C’est carrément plus rapide et cela marche pour toute fonction fct.

%timeit optimise_rapide(nuage, 0, len(nuage))
1.63 ms ± 150 µs per loop (mean ± std. dev. of 7 runs, 1000 loops each)

Si on ne suppose pas que les Y_i sont binaires et qu’ils sont quelconques, les histogrammes contiendront plus de deux éléments. Dans ce cas, il faut conserver deux tableaux triés des Y_i, de part et d’autres de la coupure. Lorsqu’on bouge la coupure k, cela revient à déplacer Y_k d’un tableau à l’autre ce qui se fera par recherche dichotomique donc en O(\ln n).
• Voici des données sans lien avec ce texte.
PR #709, opened 2021-06-18
Fix support for QR-scanned multi-payments

MichaelBrew:
## Summary
Currently, the QR scanning feature in "Send" supports multiple payments per-transaction if the QR code data is formatted exactly as follows:
```typescript
{
  type: string
  payees: {
    [payeeAddress]: { amount: string, memo?: string },
    [payeeAddress]: { amount: string, memo?: string },
    ...
  }
}
```
However, it does not fully support the following
```typescript
{
  type: string
  payees: {
    [payeeAddress]: amount,
    [payeeAddress]: amount,
    ...
  }
}
```
In the case above, only the address is pre-filled in the "Send" view (amount field remains blank).

This PR adds back support for the latter format which is helpful when submitting a large number of payments (the more payments you can squeeze into a QR code the better, so if you don't need memos then the latter format is more concise). This also updates support for the former format so that amount can be passed as a string or a number (currently, if passed as a number, the app crashes when trying to format it as if it was a string).

### DIFF
--- a/src/providers/AppLinkProvider.tsx
+++ b/src/providers/AppLinkProvider.tsx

La mise à jour de la moyenne des valeurs absolues est immédiate si la fonction fct=abs(x-y) et pas forcément immédiate dans le cas général. Lorsque c’est une valeur absolue, il faut utiliser quelques résultats sur la régression quantile.
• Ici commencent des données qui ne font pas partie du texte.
PR #710, opened 2021-06-18
ensure all invalid quote occurrences get replaced

tyler-whitman:
replace would only get the first one, which actually fixed the bug but we should replace all of them


matthewcarlreetz (approved):
What was the issue here?

cokes518:
I used a slanty quotation mark instead of straight in a notification and it crashed the app.
________________________________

Q10 - autre nuage de points#

Comment l’algorithme se comporte-t-il lorsque tous les points sont distincts ?

import random
X2 = list(range(10))
Y2 = X2
import matplotlib.pyplot as plt
plt.plot(X2,Y2,'.')
[<matplotlib.lines.Line2D at 0x1f8944d3ba8>]
../_images/td_note_2018_1_39_1.png
nuage2 = [(x,y) for x,y in zip(X2,Y2)]
nuage2.sort()
r = recursive(nuage2, 0, len(nuage2), fct)
len(r), r
(5, [2, 3, 5, 7, 8])
import matplotlib.pyplot as plt
plt.plot(X2,Y2,'.')
for i in r:
    x = nuage2[i][0]
    plt.plot([x,x], [0,10])
../_images/td_note_2018_1_42_0.png

La fonction va placer un point dans chaque intervalle, il y aura quasiment autant de points de coupures que de points. Presque autant car l’implémentation a quelques effets de bords comme la boucle for k in range(i+1,j-1): qui ne considère pas les extrémités d’un intervalle comme de potentiels points de coupures.